Learning the hard way
A few years ago Amy Conroy was in a rut. Now she has set up the HotForTheatre company, written three plays – including Break, at Dublin Fringe Festival – and toured the world. Could we all benefit from some creative thinking?
From staffroom to stage: Break was inspired by Amy Conroy’s time teaching drama in underprivileged schools
It is a week before their opening, and the cast and crew of Break are busy making something out of nothing. The play is set largely in a school staffroom, a place that is easily evoked with the merest suggestion: a scattering of chairs, some unfussily mimed actions and a surprisingly detailed sound design. If you had to pick out the writer in the rehearsal room, you would not immediately settle on Amy Conroy, dressed in a pencil skirt and playing a harried German teacher, Jan.
When actors stop to consider the intention behind a line, or to recall the order of an exchange, they turn to their director, Veronica Coburn, or discuss it vigorously as a group. The hierarchy here is nowhere as rigid as in a staffroom, but it still seems remarkable that the person who has created these lines, these roles and even the company producing the play is just one of the gang.
“I know the motivation for every character and every line,” Conroy says later. “So you have to be very careful not to impose that and let people find their own way through it. Then you see how remarkable actors are.” It was revealing to see them arguing on their characters’ behalf. “That’s a real pleasure,” Conroy says. “You take a real sense of pride from what actors do and what they are capable of being.”
That has been Conroy’s story and one that is conspicuous in her new play, the third she has written for HotForTheatre since she founded it, in 2010. Having worked as a performer for 10 years previously, Conroy had come to feel restricted, neither working often enough for her liking nor being considered for enough work. Writing was a challenge but not a daunting one: Conroy was an avid reader, a frequent deviser, had written for radio and, pivotally, had been one of the earliest participants on the Next Stage at Dublin Theatre Festival, an intensive-development programme which that year focused on documentary theatre.

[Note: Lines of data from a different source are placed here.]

PR #16713, opened 2024-06-14
ci: Delete broken MSVCRT DLLs on Windows

torokati44:
While waiting for the GHA runner image to be fixed, let's try some more workarounds...


torokati44:
Nope, this takes over 15 minutes, and doesn't work. *sigh*

PR #16725, opened 2024-06-14
core: Implement LocalConnection

Dinnerbone:
Oh boy, this was kind of a mess.

Technically, AVM1 and AVM2 `LocalConnection.send`, `connect`, `close` methods and associated callbacks are completely done. However, there's caveats to the underlying system.

1. This does **not** implement cross-player communication. You can't have two SWFs on the same page talk to eachother, or two instances of Ruffle desktop talk to eachother, etc. Maybe a future PR.
2. AVM1 has many AMF0 (de)serialization bugs. Some things just don't serialize well right now, and that may cause bugs. Notably, you can't serialize arrays.
3. AVM2 has many AMF0 and AMF3 (de)serialization bugs. Notably, you can't serialize something that's recursive, vectors, byte arrays, even arrays (though I kinda hack fixed that... may not be correct but it's better than before)
4. Domain security is **not** implemented, kinda deliberately. It does prefix connection names with domains, however I do not trust that our current domain logic is valid and am worried that by implementing that straight away, I'd just regress anything that uses even a stubbed LC. That can come later.

Progresses #8330 but it still gets stuck on a blue screen. Can see that it downloads more files though.


core/src/avm2/amf.rs
```diff
@@ -55,22 +55,27 @@ pub fn serialize_value<'gc>(
...
+                            sparse.push(elem);
+                        }
                     }
-                }
 
-                let len = o.as_array_storage().unwrap().length() as u32;
-                Some(AmfValue::ECMAArray(dense, sparse, len))
+                    Some(AmfValue::ECMAArray(dense, sparse, len))
+                } else {
+                    // TODO: is this right?
```
evilpie, line 76: Mhm did https://github.com/ruffle-rs/rust-flash-lso/issues/54 not make this work in AMF0?

Dinnerbone: That's for writing down to bytes, but we don't do that here.

(Writing down to bytes has a whole host of other issues, for AMF3-in-AMF0. Rather avoid the cost of that if we don't need to, as well)

core/src/local_connection.rs
```diff
@@ -1,82 +1,239 @@
...
+
 /// Manages the collection of local connections.
 pub struct LocalConnections<'gc> {
-    connections: SlotMap<LocalConnectionHandle, LocalConnection<'gc>>,
+    connections: FnvHashMap<WString, LocalConnectionKind<'gc>>,
+    messages: Vec<QueuedMessage<'gc>>,
 }
 
-unsafe impl<'gc> Collect for LocalConnections<'gc> {
+unsafe impl Collect for LocalConnections<'_> {
```
Lord-McSweeney, line 121: This should be able to `derive(Collect)` now

Lord-McSweeney (approved):

core/src/local_connection.rs
Dinnerbone: Can't, WString doesn't impl Collect :(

Conroy was enthused by the programme but sceptical about the form. Nevertheless, she used documentary methods to tell the story of two women in their 60s, caught kissing by a documentary theatre maker. Their hesitant exposure became a gentle phenomenon. The play was I Heart Alice Heart I, a two-hander performed by Conroy and Clare Barrett that Conroy directed. A hit on the fringe, it was revived for the following year’s Dublin Theatre Festival, then toured the nation. Dates in Scotland, Iceland, New York and Australia followed; a new production in Poland is expected later this year.